• **Goal of the exercise**: Reproduce, from the lines below, exactly the stretch that begins at the line containing "minor: data/history cleanup" and ends at the line containing "in a comment.", both included.

• **Supplied data**:
PR #1862, opened 2019-05-17
minor: data/history cleanup

hroff-1902:
* the check for empty exchange parameter moved from load_pair_history() to download_pair_history() -- it's more correct place for it since download_pair_history() is called separately in the freqtrade codebase.
* wording in a comment.
* wording in log message ("No data for pair:" --> "No history data for pair:").
* wording in log message ("Download the pair:" --> "Download history data for pair:").
* tests adjusted to reflect changes in the log messages.
* the datadir logging also moved to that log message i.o. being a separate log message in load_pair_history().
* `except BaseException` changed to `except Exception`. That's what I kept in mind stating in #1859 ("...has actually sence for freqtrade codebase.").

Currently, this function catches BaseException, including KeyboardInterrupt. As a result, if freqtrade hyperopt or freqtrade backtesting is called with the `-r` option, thus starts reloading history data (especially if it receives exchange ban and begins to repeat the load operations with ugly messages) and if the user then wants to terminate it pressing Ctrl+C -- loading of history for only one pair is terminated, the user needs to press Ctrl+C many times, which is sucks especially for long whitelists... This is fixed now.

* The log message "Failed to download history data for pair" in except changed from info to error since it indicates an error.

### DIFF
--- a/freqtrade/data/history.py
+++ b/freqtrade/data/history.py
@@ -90,13 +90,8 @@ def load_pair_history(pair: str,
     :return: DataFrame with ohlcv data
     """
 
-    # If the user force the refresh of pairs
+    # The user forced the refresh of pairs
     if refresh_pairs:
-        if not exchange:
-            raise OperationalException("Exchange needs to be initialized when "
-                                       "calling load_data with refresh_pairs=True")
-
-        logger.info('Download data for pair and store them in %s', datadir)
         download_pair_history(datadir=datadir,
                               exchange=exchange,
                               pair=pair,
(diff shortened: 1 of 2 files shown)


freqtrade/data/history.py
```diff
@@ -231,7 +235,9 @@ def download_pair_history(datadir: Optional[Path],
 
         misc.file_dump_json(filename, data)
         return True
-    except BaseException:
-        logger.info('Failed to download the pair: "%s", Interval: %s',
-                    pair, ticker_interval)
+
+    except Exception:
```
xmatthias: I Love the explanation on why you changed BaseException to Exception! Great find btw!

hroff-1902: > I Love the explanation on why you changed BaseException to Exception! Great find btw!

Yeah, that's also for future devs. Now (after just an year) it's quite difficult to understand some changes made in, for example, backtesting by devs that are not active since those changes are not documented enough...

PR #1864, opened 2019-05-19
Improve documentation to point out usage of future data during backtesting

### LINKED ISSUE #1839: Backtesting does not guard against use of future data
* Python Version: 3.6.7
  * CCXT version: 1.18.507
  * Branch: Develop
  * Last Commit ID: 4ae743ecb6e461e8f4febee715f204a7a484eed3
  
The back testing engine allows for shifts to future data and does nothing to prevent a user from utilizing data from the future for current signals.

### Steps to reproduce:

  1. Utilize the chikou span in a signal.
  2. Save the DF as a CSV.
  3. Investigate results. Chikou value always reflects the price + 30 rows.

xmatthias:
## Summary
We should be clear that we don't guard backtesting against usage of future data.
Also renamed the file - since i think strategy-customization is better suited for the content of this file.

Resolves #1839


docs/strategy-customization.md
```diff
@@ -53,6 +53,12 @@ file as reference.**
     It is therefore best to use vectorized operations (across the whole dataframe, not loops) and
     avoid index referencing (`df.iloc[-1]`), but instead use `df.shift()` to get to the previous candle.
 
+!!! Warning Using future data
+    Since backtesting passes the full time interval to the `populate_*()` methods, the strategy author
+    needs to take care to avoid having the strategy utilize data from the future.
+    Samples for usage of future data are `dataframe.shift(-1)`, `dataframe.resample("1h")` (this uses the left border of the interval, so moves data from an hour to the start of the hour).
+    They all use data which is not available during regular operations, so these strategies will perform well during backtesting, but will fail / perform badly dry-run tests.
+
```
mishaker: "but will fail / perform badly dry-run tests." ?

• **Task response**:
minor: data/history cleanup

hroff-1902:
* the check for empty exchange parameter moved from load_pair_history() to download_pair_history() -- it's more correct place for it since download_pair_history() is called separately in the freqtrade codebase.
* wording in a comment.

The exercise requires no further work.